Prof. Dr. Stefan Edlich is a senior lecturer at Beuth University of Applied Sciences Berlin. He wrote the world’s first NoSQL books and twelve other IT books for publishers as Apress, O’Reilly, Spektrum/Elsevier, Hanser and others. Additionally he runs nosql-database.org, organizes Big Data and Clojure related events, and is a founding member of the Data Science Lab at Beuth University. Since 2014 he is a member of BBDC, the national competence center for Big Data. The variety of topics that surrounds the work of Stefan Edlich makes him the perfect candidate to chair the distributed matters conference program committee.

Carl Azoury

Graduate of the National Agronomic Institute Paris-Grigon (NAI-PG), Carl Azoury specializes in the 3rd year in computer science and joined the company Ingenia in 1996, leader in object-oriented programming and Smalltalk. Then, in 1999 and for 7 years, he joined the Sysdeo Company as a technical architect on the new Java technologies. In 2006, he established the Zenika Company with the ambition to create a company in which he would like to be as an IT consultant.

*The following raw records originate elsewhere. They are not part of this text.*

PR #97254, opened 2026-08-28
fix(video): require image input for i2v-only models

### LINKED ISSUE #97252: video_generate schema does not require image_url for image-only models
## Summary

`video_generate` builds a capability-gated JSON Schema for the configured provider/model. For image-to-video-only models, the generated description says `image_url` is required and the property is exposed, but the schema's `required` array still contains only `prompt`.

This allows the model to emit a schema-valid call without `image_url`; the provider then rejects it at runtime even though the tool already knew the active model could not perform text-to-video.

## Current behavior

For an active model with `modalities: ["image"]`:

```text
properties = [aspect_ratio, duration, image_url, model, prompt, resolution]
required   = [prompt]
description says image_url is REQUIRED
```

The regression is in `_build_dynamic_video_schema()`: it computes `can_i2v=True` and `t2v=False`, but always returns `required: ["prompt"]`.

## Expected behavior

When the resolved active model supports image input but not text-to-video, `image_url` must be included in the JSON Schema `required` array. Dual-modality and text-only models should continue requiring only `prompt`.

## Regression

Introduced by the capability-gated dynamic schema change in #97095. Existing coverage checks that `image_url` is present and the description says image-to-video-only, but does not assert the schema requirement.

Liuzikaii:
## Summary

- require `image_url` in the generated `video_generate` schema when the resolved model supports image input but not text-to-video
- keep `image_url` optional for dual-modality models
- add regression coverage for both schema contracts

Fixes #97252

## Testing

- `python -m pytest -p no:cacheprovider tests/tools/test_video_generate_schema.py tests/tools/test_video_generation_dynamic_schema.py tests/tools/test_video_generation_dispatch.py -q`
- `python -m ruff check tools/video_generation_tool.py tests/tools/test_video_generate_schema.py`

### DIFF
--- a/tests/tools/test_video_generate_schema.py
+++ b/tests/tools/test_video_generate_schema.py
@@ -229,7 +229,19 @@ class TestDynamicParamGating(unittest.TestCase):
             model_meta={"modalities": ["image"]},
         )
         self.assertIn("image_url", schema["parameters"]["properties"])
+        self.assertEqual(
+            schema["parameters"]["required"], ["prompt", "image_url"]
+        )
         self.assertIn("image-to-video only", schema["description"])
+
+    def test_dual_modality_model_keeps_image_url_optional(self):
+        schema = self._schema_with({
+            "modalities": ["text", "image"], "max_reference_images": 0,
+            "supports_audio": False, "supports_negative_prompt": False,
+            "supports_seed": False, "supports_upscale": False,
+        })
+        self.assertIn("image_url", schema["parameters"]["properties"])
+        self.assertEqual(schema["parameters"]["required"], ["prompt"])
 
     def test_no_provider_serves_prompt_only(self):
         with patch.object(vt, "_resolve_active_provider", return_value=None):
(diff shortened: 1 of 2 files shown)


Enough1122:

**Overall:** Makes `image_url` required for image-to-video-only models, optional for dual-modality.

**What it does**
- `tools/video_generation_tool.py:_build_dynamic_video_schema` now builds `required = ["prompt"] + (["image_url"] if can_i2v and not t2v else [])`; for dual `text+image` keeps `required:["prompt"]` with `image_url` optional.
- Tests `test_i2v_only_model_overrides_backend_union` and `test_dual_modality_model_keeps_image_url_optional` pin both cases.

**Non-blocking notes**
- `can_i2v and not t2v` correctly identifies i2v-only vs dual; if model advertises `modalities: ["image"]` with `max_reference_images>0` still counts as i2v — correct.
- Schema description includes "image-to-video only" — already covered.

Minimal schema correctness fix.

After a first year in London as a technical architect, Carl Azoury goes through several activities as the growth of Zenika (consultant, trainer, HR, finance, marketing, sales, and strategic partnerships) and offers innovative concepts in France discovered during his year in London. Today, CEO of Zenika, chief Enabler Officer, according to his definition of a President, Carl Azoury is very concerned with entrepreneurship and corporate culture. As such, he meets other entrepreneurs via Startup programs, the CCIP and the competitiveness cluster System@tic.

Frank Celler

As head of Dr. Celler Cologne Lectures, Frank Celler is the host of the NoSQL matters conference series as well as of the NoSQL Cologne User Group. Since 20 years he is working in the field of software business and entered the world of NoSQL more than 13 years ago. Working for different companies he early discovered the potential of high-performance databases. Today he is passionate about promoting the importance of NoSQL to the world. Together with Stefan Edlich and Marc Planagumà, he chairs the NoSQL matters 2014 program committee to select the finest talks for the conference’s agenda.

Olaf Bachmann

Olaf Bachmann is Engineering Director at Google responsible for Ads Traffic Quality. He has learned the hard way that efficient analysis of really BIG data is key to stay ahead in the arms-race with the spammers. Unfortunately, the standard Google tools were not powerful enough for those needs. So, his teams set out to build their own highly distributed data-analysis tools over the years that pushed out the boundaries on efficiency and usability by orders of magnitudes.